Selami Xhepa, another economy expert, says Albania’s GDP growth in the past three decades of transition to democracy has been paradoxical bringing a small increase to real income and consumption.
“The paradox of development in Albania is that during almost three decades of transition, economic growth has been strong, even though on a downward trend from one decade to another. Yet, real income and consumption, the real indicators of a society’s (material) welfare have only slightly increased,” Xhepa has told Mapo magazine in an interview.
The Albanian economy has been growing by 1 to 4 percent in the past nine years compared to a pre-crisis decade of 6 percent annually, a growth rate which experts estimate has tangible effect on Albanian households.
Similarly to other EU aspirant economies, GDP per capita and consumption levels in Albania are at only about a third of the EU average.
A recent report by Eurostat, the EU’s statistical office, has shown the GDP per capita, an indicator of economic activity, and the actual individual consumption, a measure of households’ material welfare, have almost remained at a standstill in the past nine years following the 2008-2009 global financial crisis despite Albania being the region’s best economic performer and the only Western Balkan country to escape recession.
“The structure of employment in Albania corresponds to a low value added economic structure which as a result has low productivity. That explains the very low level of wages in the economy especially in agriculture, construction and the garment and footwear industry but even the high seasonality in the tourism sector and the problematic social condition that our society faces today,” says Xhepa.
Albania’s official unemployment rate has dropped to 12.5 percent, but high migration rates in the past few years and more than 40 percent of the population still calculated as self-employed in the agriculture sector contribute to the low jobless rates.
“During its history Albania has had economic growth, but without development and progress in the Western sense of the term which means an economy with modern structures, a high level of technology and social and democratic standards similar to developed countries,” says Xhepa.
According to him, economic growth, even though positive has been slower than what’s needed to narrow the gap with developed countries both in terms of income and other aspects measuring progress. “That’s why the Balkans is still Europe’s backward region and Albania one of the region’s poorest. Some countries such as Montenegro and somehow Macedonia seem to be moving faster and likewise Serbia has a potential for a huger advantage,” says Xhepa.

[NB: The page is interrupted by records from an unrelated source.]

PR #3911, opened 2024-06-14
Fix stray mentions of parameters in Encoding / Header Objects (3.0.4)

handrews:
Encoding Object and Header Object descriptions had a few incorrect usages of "parameter" or related text left in.


mikekistler (approved):
Looks good. 👍

PR #3919, opened 2024-06-17
Consisent x- Param/Encoding/Header wording (3.0.4)

handrews:
It was a bit challenging to figure out where to put the wording about allowing extension parameters when there are multiple fixed fields tables, each in their own subsection.

For the Parameter Object (the only one with multiple tables in past releases), it had been after the last table, but that got further and further away from what felt like the main part of the Object description.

Albania’s economy grew by an average of 2.8 percent annually in the past four year, but economy experts say GDP growth has been non-inclusive and mainly fuelled by some large-energy related projects and benefitting only a fifth of a population.
GDP per capita in purchasing power standards, an artificial currency unit that eliminates price level differences between countries, was at 29 percent of the EU 28 average in 2017, having almost remained unchanged for the past eight years, according to Eurostat.
Meanwhile, Albania’s actual individual consumption was at 37 percent of the EU average in 2017 having fluctuated at about the same levels for the past six years, but increasing by 9 percentage points compared to a decade earlier just before the onset of the global financial crisis.
“We have to understand that our race is with others and not ourselves. To date, we have only won the race with our past and that is thanks to the system, but we are not winning the race with others and that is our failure,” says Xhepa.
In the early 1990s, when the country’s hardline communist regime collapsed, Albania was the Balkans’ most underdeveloped economy and the low starting point has also contributed to current insufficient progress.